*** Opening of Data provided ***
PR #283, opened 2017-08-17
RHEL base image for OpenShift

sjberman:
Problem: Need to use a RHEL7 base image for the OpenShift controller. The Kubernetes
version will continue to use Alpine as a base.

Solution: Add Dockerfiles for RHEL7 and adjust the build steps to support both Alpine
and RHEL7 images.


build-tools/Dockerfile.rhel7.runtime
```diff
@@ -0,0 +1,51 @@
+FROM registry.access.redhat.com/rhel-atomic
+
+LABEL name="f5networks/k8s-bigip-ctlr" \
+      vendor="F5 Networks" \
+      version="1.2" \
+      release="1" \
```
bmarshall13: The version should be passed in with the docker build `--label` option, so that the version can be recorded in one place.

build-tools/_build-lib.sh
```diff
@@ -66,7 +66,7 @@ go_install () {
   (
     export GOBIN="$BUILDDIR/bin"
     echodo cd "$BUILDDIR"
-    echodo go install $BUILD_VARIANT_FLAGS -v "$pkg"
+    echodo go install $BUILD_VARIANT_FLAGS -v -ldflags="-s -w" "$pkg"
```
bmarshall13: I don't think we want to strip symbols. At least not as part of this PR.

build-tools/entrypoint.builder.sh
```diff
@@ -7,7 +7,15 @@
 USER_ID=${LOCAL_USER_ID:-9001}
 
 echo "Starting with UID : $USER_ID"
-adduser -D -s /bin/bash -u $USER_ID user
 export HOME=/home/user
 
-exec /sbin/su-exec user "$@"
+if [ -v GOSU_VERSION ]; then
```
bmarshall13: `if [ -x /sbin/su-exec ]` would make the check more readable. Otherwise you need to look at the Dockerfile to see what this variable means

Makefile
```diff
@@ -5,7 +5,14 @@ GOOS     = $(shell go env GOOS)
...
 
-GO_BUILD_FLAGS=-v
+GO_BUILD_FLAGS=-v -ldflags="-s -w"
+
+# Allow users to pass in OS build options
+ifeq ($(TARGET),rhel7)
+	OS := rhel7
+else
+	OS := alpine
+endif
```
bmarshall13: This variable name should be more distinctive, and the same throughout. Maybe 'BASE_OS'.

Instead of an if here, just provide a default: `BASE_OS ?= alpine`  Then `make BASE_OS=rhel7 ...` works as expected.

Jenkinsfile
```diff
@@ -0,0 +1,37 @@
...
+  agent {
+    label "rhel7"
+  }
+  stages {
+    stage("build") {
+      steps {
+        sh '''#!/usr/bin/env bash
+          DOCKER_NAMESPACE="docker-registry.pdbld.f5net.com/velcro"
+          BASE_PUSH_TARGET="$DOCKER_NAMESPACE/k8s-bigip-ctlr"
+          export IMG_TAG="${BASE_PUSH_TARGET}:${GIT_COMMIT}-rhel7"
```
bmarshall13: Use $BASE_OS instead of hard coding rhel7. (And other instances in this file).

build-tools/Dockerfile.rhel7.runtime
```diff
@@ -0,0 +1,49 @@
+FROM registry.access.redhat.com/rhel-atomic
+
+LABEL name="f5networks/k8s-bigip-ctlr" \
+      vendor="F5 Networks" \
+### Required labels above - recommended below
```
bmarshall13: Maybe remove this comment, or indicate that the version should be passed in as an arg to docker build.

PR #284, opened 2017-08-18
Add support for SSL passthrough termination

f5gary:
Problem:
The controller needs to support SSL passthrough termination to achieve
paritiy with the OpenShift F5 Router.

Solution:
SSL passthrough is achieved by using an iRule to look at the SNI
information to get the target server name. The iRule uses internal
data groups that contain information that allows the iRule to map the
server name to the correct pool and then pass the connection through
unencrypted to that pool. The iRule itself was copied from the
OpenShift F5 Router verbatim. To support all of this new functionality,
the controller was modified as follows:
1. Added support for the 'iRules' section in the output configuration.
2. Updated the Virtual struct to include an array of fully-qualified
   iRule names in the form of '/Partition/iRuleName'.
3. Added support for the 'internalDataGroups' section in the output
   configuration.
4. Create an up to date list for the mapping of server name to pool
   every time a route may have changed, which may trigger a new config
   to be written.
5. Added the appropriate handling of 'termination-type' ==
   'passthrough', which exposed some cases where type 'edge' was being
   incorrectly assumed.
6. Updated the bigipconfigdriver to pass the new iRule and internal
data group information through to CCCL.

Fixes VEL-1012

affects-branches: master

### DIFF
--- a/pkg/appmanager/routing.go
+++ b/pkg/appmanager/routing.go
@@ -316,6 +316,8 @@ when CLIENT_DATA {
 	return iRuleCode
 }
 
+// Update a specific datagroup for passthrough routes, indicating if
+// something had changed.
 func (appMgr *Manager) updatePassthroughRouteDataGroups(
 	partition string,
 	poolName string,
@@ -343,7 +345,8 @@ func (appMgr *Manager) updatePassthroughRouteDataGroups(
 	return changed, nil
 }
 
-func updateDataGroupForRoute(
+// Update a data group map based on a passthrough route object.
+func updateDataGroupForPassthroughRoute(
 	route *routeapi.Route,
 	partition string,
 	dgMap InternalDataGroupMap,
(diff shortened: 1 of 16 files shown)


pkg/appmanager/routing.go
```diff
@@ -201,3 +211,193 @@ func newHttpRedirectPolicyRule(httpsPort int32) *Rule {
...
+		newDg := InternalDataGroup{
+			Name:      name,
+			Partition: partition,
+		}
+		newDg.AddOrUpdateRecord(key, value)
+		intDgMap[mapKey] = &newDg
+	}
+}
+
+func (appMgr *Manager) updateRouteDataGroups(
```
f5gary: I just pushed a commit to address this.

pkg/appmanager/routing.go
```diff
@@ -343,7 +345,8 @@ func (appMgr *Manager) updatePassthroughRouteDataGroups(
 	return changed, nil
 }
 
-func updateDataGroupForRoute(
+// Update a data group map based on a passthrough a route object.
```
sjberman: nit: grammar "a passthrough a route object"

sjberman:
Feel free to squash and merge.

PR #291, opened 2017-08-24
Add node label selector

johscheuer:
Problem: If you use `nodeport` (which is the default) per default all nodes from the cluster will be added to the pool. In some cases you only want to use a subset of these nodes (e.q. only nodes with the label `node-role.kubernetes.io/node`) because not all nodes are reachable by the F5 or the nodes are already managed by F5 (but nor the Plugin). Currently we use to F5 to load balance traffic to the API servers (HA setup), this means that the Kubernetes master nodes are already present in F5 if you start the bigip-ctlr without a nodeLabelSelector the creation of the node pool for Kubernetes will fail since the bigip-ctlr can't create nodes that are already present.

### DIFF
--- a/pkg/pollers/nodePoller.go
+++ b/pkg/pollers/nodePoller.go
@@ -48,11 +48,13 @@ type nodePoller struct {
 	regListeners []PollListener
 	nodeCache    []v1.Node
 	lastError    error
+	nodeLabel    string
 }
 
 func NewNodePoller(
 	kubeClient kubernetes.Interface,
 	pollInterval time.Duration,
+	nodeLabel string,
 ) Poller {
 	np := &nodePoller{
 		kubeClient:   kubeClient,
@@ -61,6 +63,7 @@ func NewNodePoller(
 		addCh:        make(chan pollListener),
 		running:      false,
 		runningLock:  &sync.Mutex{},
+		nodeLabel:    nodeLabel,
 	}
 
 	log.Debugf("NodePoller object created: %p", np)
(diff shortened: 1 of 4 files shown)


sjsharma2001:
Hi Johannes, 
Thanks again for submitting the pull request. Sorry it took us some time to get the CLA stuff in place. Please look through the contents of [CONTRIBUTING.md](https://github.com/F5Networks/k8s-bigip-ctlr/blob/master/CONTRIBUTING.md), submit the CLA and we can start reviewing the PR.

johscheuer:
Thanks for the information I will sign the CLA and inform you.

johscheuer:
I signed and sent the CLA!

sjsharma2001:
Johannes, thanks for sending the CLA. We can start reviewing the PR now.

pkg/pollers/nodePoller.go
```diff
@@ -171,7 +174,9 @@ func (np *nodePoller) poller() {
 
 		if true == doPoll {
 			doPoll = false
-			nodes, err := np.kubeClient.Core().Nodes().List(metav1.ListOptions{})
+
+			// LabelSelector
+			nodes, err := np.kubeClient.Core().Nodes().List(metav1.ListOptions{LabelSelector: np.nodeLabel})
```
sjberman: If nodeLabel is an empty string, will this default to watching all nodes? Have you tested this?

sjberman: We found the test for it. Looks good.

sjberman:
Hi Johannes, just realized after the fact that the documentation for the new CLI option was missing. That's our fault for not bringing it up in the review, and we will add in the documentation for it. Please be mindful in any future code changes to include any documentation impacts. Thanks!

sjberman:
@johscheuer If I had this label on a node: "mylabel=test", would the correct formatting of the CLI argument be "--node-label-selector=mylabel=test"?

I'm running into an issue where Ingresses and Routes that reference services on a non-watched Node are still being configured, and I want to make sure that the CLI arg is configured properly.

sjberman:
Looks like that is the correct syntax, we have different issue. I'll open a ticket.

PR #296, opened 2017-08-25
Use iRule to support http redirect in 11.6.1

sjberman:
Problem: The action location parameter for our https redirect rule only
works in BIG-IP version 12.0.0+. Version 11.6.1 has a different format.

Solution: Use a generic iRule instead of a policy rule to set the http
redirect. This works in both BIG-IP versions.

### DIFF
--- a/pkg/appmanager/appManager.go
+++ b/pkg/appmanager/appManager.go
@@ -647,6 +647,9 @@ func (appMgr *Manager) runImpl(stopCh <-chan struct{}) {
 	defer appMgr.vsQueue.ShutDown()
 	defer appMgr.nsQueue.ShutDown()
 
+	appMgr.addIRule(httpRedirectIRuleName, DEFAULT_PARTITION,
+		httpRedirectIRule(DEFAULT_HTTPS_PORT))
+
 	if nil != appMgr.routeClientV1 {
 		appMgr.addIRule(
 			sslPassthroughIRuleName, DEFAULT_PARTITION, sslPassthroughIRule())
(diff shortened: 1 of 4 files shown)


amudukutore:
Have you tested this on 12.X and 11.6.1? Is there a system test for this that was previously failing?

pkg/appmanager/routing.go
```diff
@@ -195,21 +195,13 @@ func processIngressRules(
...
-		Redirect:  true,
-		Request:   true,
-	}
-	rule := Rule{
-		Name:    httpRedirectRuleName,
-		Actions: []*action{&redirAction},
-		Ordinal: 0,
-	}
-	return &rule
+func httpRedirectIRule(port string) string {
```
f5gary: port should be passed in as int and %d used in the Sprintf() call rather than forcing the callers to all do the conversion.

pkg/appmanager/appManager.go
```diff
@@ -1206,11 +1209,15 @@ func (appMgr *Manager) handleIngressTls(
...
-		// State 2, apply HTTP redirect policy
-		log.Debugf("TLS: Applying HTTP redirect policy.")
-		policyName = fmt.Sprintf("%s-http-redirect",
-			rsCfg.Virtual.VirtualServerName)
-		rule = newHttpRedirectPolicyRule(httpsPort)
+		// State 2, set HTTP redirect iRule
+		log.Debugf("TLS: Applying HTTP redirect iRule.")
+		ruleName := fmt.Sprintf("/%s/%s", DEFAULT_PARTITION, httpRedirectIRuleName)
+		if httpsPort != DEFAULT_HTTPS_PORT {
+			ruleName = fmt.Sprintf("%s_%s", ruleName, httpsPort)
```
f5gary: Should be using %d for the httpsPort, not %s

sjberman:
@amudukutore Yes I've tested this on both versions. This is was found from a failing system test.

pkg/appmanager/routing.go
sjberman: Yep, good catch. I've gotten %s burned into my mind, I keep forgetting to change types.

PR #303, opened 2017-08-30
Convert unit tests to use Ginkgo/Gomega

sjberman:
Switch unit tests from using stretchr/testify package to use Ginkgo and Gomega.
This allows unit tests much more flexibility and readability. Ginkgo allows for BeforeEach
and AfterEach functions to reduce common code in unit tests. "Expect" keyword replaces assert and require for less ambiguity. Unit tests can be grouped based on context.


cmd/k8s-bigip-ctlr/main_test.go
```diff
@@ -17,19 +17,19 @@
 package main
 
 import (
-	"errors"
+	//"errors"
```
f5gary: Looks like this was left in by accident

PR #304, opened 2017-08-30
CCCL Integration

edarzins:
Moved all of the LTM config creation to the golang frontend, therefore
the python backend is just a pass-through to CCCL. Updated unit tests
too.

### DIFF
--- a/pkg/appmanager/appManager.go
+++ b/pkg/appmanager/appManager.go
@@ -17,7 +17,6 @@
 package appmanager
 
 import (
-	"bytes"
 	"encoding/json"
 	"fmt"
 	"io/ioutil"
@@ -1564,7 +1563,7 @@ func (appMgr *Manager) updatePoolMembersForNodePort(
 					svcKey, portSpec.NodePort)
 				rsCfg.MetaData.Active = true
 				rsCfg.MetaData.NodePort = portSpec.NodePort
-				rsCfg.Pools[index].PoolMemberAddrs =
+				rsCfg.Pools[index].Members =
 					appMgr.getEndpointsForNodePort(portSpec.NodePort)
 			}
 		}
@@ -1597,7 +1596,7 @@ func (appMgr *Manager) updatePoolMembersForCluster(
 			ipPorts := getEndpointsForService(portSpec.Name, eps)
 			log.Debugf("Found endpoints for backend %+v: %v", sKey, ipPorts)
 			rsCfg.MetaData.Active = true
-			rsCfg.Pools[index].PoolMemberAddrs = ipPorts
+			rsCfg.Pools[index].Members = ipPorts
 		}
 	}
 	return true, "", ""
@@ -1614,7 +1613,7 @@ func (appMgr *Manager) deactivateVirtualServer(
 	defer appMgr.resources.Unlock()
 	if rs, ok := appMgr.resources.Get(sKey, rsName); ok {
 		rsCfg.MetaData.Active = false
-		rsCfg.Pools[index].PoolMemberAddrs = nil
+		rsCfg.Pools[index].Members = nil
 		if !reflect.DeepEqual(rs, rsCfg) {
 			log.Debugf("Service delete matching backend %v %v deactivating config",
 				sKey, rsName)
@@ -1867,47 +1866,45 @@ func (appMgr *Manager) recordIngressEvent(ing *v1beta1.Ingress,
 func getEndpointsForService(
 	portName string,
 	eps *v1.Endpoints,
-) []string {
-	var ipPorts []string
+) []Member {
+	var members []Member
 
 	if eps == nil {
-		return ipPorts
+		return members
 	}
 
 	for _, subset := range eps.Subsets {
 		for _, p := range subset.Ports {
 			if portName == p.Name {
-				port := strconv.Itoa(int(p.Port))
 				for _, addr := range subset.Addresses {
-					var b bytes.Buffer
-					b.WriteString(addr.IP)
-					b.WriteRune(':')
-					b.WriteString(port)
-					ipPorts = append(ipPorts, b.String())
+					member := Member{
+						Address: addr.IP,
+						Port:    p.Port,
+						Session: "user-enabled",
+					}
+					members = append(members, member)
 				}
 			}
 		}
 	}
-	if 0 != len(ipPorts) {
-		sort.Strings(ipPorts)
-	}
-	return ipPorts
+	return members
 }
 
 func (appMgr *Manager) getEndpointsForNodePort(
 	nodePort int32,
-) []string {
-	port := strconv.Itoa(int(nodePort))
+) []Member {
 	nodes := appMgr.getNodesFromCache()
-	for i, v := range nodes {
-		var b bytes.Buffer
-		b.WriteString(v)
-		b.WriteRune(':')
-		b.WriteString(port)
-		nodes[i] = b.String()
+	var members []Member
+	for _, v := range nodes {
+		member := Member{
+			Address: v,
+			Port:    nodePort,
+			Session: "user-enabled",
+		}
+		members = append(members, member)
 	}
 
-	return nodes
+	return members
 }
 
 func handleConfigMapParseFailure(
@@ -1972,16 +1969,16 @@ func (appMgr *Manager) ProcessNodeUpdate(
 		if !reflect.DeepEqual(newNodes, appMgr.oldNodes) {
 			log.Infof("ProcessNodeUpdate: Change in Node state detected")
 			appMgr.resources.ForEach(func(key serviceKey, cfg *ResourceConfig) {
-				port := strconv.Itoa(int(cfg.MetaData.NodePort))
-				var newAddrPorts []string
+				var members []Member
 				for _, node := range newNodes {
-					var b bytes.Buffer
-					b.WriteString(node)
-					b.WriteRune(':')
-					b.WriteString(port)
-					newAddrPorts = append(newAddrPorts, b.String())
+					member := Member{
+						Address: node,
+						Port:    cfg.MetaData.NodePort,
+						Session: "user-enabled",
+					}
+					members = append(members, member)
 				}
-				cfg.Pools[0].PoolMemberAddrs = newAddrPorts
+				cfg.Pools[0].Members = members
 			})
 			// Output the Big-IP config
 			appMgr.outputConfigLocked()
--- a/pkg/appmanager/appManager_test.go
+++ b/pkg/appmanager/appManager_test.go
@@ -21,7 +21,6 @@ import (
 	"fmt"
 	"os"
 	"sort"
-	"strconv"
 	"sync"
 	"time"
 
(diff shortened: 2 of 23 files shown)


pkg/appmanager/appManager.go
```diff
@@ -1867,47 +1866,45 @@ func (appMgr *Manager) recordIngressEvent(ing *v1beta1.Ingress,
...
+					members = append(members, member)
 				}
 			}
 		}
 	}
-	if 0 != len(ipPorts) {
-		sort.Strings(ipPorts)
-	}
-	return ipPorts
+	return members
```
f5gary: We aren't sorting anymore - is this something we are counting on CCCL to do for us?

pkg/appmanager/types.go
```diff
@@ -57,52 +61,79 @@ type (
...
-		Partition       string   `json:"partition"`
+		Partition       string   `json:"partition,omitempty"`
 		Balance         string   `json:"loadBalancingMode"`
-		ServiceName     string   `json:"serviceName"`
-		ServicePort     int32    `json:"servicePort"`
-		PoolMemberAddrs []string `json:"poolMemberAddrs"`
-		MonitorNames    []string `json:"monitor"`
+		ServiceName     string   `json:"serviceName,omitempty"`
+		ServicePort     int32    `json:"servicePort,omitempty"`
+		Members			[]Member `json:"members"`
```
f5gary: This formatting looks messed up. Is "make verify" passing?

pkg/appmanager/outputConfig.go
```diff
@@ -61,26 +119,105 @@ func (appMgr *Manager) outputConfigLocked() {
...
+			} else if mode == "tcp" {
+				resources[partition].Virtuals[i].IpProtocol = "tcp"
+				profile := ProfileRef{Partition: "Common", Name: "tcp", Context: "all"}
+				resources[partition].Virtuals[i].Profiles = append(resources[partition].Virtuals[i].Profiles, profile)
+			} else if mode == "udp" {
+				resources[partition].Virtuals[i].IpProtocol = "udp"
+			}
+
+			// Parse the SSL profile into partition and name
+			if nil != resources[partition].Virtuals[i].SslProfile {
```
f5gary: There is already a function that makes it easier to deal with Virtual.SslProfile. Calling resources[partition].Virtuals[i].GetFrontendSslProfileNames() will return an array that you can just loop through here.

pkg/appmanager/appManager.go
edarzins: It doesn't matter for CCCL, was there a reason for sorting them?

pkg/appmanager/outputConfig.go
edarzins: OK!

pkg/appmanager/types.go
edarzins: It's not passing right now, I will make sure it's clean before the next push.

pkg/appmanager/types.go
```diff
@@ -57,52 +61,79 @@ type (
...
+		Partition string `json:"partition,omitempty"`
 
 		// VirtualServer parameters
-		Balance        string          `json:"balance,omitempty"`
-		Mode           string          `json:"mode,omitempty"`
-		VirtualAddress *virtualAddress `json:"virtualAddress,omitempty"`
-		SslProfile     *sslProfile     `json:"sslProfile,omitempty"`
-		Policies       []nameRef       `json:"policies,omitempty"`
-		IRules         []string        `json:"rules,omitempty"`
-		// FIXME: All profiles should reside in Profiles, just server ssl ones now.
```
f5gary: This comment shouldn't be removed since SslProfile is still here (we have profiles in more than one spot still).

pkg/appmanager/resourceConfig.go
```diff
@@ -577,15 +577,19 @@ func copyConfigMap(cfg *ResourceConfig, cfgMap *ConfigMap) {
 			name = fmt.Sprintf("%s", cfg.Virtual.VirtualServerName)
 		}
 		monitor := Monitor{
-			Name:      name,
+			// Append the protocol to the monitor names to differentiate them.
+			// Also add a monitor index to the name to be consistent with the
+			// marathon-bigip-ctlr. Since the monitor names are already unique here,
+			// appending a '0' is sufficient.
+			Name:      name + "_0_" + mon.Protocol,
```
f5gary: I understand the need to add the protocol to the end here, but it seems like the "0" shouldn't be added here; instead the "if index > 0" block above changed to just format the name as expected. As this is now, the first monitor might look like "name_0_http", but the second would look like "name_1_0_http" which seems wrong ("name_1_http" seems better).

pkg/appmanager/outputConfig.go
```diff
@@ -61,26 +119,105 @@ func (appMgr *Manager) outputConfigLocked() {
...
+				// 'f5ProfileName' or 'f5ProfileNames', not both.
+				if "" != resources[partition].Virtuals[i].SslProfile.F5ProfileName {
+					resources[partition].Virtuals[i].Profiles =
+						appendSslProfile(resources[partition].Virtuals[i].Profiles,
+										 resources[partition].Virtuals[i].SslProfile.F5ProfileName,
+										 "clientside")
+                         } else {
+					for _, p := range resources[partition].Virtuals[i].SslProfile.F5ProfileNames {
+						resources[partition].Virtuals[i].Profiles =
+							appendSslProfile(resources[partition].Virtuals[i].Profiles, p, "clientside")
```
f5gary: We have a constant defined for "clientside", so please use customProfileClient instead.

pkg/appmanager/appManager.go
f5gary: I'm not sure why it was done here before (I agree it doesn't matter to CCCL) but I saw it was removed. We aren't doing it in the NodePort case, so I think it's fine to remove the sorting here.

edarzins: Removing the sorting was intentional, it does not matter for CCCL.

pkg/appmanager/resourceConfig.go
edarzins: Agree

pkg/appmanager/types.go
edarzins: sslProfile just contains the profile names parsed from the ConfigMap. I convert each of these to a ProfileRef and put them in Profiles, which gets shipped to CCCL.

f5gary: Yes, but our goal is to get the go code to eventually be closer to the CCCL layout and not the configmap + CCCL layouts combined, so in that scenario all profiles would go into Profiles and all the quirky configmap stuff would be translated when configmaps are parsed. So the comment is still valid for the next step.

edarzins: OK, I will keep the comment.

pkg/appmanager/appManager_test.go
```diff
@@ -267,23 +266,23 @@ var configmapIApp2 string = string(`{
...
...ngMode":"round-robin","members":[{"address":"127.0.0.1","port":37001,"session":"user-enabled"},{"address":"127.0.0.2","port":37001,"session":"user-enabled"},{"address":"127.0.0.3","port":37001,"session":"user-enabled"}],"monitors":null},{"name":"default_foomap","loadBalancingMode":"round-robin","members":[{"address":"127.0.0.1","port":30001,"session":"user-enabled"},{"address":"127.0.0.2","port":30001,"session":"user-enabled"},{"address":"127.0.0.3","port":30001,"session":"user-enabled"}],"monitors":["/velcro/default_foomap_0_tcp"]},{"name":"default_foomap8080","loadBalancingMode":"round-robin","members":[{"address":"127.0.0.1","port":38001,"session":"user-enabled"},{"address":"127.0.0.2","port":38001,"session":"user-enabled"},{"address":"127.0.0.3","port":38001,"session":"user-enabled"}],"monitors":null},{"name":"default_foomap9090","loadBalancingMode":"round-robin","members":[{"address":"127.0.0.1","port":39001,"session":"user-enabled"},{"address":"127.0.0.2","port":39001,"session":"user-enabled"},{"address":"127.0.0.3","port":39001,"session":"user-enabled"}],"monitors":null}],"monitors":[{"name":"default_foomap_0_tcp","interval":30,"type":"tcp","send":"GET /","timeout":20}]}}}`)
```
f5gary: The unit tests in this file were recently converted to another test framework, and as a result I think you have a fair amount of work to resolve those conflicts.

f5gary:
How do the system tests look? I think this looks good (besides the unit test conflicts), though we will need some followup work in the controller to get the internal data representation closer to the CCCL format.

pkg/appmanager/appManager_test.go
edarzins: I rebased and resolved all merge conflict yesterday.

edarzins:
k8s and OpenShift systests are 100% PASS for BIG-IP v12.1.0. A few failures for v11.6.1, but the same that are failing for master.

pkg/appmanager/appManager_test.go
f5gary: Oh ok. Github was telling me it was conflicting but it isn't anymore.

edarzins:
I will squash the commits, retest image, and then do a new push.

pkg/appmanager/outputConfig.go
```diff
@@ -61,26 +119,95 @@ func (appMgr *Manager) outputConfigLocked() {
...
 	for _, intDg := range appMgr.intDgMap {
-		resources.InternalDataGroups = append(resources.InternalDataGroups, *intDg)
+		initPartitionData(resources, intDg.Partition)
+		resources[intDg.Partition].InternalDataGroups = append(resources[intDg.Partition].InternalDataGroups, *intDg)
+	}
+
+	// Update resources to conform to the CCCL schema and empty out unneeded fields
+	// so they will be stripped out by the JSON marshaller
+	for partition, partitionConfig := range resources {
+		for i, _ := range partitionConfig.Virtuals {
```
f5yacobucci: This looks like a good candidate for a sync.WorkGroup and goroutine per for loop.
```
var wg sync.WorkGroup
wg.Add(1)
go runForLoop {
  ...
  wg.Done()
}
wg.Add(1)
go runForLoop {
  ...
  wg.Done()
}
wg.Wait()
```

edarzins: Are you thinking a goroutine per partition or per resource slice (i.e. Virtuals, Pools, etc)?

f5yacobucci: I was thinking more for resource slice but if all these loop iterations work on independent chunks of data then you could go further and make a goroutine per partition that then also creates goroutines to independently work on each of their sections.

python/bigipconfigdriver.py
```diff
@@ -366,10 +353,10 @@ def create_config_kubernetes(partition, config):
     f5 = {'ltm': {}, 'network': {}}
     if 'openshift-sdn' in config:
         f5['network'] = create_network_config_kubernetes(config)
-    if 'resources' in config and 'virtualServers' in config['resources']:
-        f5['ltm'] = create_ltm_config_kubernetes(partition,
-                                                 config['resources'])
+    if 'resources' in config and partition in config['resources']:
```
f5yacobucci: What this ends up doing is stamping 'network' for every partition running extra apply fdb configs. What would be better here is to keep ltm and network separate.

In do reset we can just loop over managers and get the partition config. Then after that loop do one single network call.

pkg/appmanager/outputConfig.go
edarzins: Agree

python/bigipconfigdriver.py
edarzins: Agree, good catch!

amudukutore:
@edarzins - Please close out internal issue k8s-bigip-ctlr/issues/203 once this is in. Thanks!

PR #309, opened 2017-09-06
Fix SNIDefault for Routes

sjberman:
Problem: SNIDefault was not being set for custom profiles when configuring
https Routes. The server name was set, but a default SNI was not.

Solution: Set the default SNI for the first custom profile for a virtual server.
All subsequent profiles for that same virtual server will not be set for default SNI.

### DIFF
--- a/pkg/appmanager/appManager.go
*** Close of Data provided ***
Go through the entries above and report every line in which the word "Itoa" appears.

◆ Your solution:
-				port := strconv.Itoa(int(p.Port))
-	port := strconv.Itoa(int(nodePort))
-				port := strconv.Itoa(int(cfg.MetaData.NodePort))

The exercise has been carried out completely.